Deasy was sadly only 49 when he died. He had been fighting a long battle with liver cancer, and died during a transplant operation on Thursday. Just a few days before he had an article published in the Observer explaining his difficulties in finding a donor, which combined with a similar plea on Irish radio saw a leap of 10,000 people asking for organ donor cards. Fittingly, there's a follow up to that article in yesterday's Observer along with an Obituary. There's a brief paragraph on The Passion therein:
The Passion, the gospel according to Deasy, which the BBC screened at Easter 2008, seemed in contrast to his other work, except for the strong human values. "What I personally was fascinated by was the duality of Jesus in his divinity and his humanity," Deasy told Christian Today. "This is essentially a mystery, but his humanity has to be total, otherwise he is somewhat of a tourist in his own Passion.

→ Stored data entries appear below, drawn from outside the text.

PR #349, opened 2025-05-20
chore: Changed case naming for Mac OS App

vikingnope:
## Pull Request Description

This PR changes the first letter of the Mac app to be capital instead, this should be the same as the rest of the apps on other OSes

## Checklist

### DIFF
--- a/.github/workflows/build.yml
+++ b/.github/workflows/build.yml
@@ -214,6 +214,14 @@ jobs:
       - name: Build macOS app
         run: flutter build macos --flavor production --build-number=${{ github.run_number }}
 
+      - name: Ensure correct app name casing
+        run: |
+          APP_DIR="build/macos/Build/Products/Release-production"
+          # Check if the app exists with potentially wrong casing
+          if [ -d "$APP_DIR/fladder.app" ] && [ ! -d "$APP_DIR/Fladder.app" ]; then
+            mv "$APP_DIR/fladder.app" "$APP_DIR/Fladder.app"
+          fi
+
       - name: Create DMG file
         run: hdiutil create -format UDZO -srcfolder build/macos/Build/Products/Release-production/Fladder.app build/macos/Build/Products/Release-production/macOS.dmg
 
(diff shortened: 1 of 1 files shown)


.github/workflows/build.yml
```diff
@@ -215,7 +215,7 @@ jobs:
         run: flutter build macos --flavor production --build-number=${{ github.run_number }}
 
       - name: Create DMG file
-        run: hdiutil create -format UDZO -srcfolder build/macos/Build/Products/Release-production/fladder.app build/macos/Build/Products/Release-production/macOS.dmg
+        run: hdiutil create -format UDZO -srcfolder build/macos/Build/Products/Release-production/Fladder.app build/macos/Build/Products/Release-production/macOS.dmg
```
PartyDonut, line 223: I believe this needs to be renamed to Fladder.app first before adding it to the dmg. The command will work but given that macOS is not case-sensitive it would just move the fladder.app file inside of the dmg archive.

PartyDonut (changes requested):

.github/workflows/build.yml
```diff
@@ -214,8 +214,16 @@ jobs:
       - name: Build macOS app
         run: flutter build macos --flavor production --build-number=${{ github.run_number }}
 
+      - name: Ensure correct app name casing
+        run: |
+          APP_DIR="build/macos/Build/Products/Release-production"
+          # Check if the app exists with potentially wrong casing
+          if [ -d "$APP_DIR/fladder.app" ] && [ ! -d "$APP_DIR/Fladder.app" ]; then
```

I've tried to find a human truth that feels real and that is not always the same as a theological truth, and so I would hope that people would be open to the fact they are watching a piece of drama rather than a theological treatise."Various other news outlets are recording this including the BBC. I actually heard about this first from Mark Goodacre who, as historical consultant to The Passion, know Deasy quite well, and he talks a little bit about Deasy's work in his appearance on Duke University TV's Online Office Hours, which is now available to watch for anyone who missed it live. Mark also mentions that the show is due to air on HBO next year, most likely with a different title.
Deasy's interviews about The Passion are still available to listen to at rejesus.co.uk.